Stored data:

=== Section Start ===

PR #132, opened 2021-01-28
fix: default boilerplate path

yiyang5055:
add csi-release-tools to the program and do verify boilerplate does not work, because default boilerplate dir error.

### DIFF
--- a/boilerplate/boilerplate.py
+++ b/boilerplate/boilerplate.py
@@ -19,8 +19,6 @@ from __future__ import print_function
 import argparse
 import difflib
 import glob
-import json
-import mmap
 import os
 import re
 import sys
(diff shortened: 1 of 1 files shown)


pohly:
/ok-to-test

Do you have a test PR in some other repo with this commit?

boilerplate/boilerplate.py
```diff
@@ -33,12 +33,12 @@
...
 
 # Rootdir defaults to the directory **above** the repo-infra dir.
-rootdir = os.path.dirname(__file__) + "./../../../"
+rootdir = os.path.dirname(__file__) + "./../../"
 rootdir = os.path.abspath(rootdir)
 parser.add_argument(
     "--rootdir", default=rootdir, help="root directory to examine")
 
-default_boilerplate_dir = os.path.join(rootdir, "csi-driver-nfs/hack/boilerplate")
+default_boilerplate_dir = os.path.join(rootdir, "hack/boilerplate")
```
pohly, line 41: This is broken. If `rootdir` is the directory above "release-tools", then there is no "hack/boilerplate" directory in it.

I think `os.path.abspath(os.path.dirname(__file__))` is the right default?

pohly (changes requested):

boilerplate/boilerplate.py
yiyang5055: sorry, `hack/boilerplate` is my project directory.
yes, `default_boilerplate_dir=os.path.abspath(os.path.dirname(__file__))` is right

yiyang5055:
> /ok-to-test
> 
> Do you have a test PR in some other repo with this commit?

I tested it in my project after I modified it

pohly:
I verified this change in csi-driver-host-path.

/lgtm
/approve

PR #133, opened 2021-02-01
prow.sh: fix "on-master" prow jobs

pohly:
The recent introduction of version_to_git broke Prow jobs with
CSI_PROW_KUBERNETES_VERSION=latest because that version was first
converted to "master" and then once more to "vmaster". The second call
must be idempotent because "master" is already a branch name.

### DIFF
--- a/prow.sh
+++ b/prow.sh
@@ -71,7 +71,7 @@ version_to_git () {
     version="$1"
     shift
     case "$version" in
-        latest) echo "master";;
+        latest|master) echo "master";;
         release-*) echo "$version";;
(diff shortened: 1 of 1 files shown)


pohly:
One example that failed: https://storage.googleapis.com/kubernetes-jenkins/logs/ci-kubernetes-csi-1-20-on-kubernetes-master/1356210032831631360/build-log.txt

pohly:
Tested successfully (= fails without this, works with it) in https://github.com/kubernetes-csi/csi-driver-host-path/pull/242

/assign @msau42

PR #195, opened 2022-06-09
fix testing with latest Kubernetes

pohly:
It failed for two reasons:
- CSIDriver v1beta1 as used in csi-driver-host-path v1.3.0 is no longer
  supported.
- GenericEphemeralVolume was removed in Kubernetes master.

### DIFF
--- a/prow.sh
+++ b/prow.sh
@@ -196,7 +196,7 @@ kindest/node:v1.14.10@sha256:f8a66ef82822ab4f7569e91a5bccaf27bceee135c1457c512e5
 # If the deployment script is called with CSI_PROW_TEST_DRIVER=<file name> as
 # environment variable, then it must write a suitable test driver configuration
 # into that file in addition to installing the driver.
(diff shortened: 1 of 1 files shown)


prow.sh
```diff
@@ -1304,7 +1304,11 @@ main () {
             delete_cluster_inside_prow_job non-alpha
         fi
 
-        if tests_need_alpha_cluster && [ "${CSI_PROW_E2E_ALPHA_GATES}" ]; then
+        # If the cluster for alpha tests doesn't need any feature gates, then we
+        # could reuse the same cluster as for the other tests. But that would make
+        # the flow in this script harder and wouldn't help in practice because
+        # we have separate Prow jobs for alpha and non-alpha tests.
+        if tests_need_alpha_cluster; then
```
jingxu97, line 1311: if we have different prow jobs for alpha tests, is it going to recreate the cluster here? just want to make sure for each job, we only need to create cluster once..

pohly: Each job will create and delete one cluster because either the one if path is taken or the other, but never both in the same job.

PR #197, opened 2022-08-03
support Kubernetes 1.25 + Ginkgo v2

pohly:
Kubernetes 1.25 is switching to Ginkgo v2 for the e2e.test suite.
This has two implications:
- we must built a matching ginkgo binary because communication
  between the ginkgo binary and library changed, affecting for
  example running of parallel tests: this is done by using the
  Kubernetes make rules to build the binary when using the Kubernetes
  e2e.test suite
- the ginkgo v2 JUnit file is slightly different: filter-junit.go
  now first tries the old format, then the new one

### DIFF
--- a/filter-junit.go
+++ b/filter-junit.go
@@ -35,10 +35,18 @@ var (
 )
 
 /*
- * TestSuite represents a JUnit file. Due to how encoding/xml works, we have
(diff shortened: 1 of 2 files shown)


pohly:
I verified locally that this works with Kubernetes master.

=== Section End ===
=== Section Start ===

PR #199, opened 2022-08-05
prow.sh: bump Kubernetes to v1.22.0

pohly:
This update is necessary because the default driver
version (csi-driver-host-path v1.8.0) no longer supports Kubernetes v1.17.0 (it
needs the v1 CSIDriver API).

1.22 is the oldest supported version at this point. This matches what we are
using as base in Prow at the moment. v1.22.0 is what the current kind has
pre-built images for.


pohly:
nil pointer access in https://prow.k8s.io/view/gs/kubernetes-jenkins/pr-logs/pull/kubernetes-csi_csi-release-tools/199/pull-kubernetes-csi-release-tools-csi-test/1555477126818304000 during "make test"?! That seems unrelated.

=== Section End ===

▶ _Work order_: Read through the entries and copy each line in which "abspath" appears.

▶ _Completed exercise_:
 rootdir = os.path.abspath(rootdir)
I think `os.path.abspath(os.path.dirname(__file__))` is the right default?
yes, `default_boilerplate_dir=os.path.abspath(os.path.dirname(__file__))` is right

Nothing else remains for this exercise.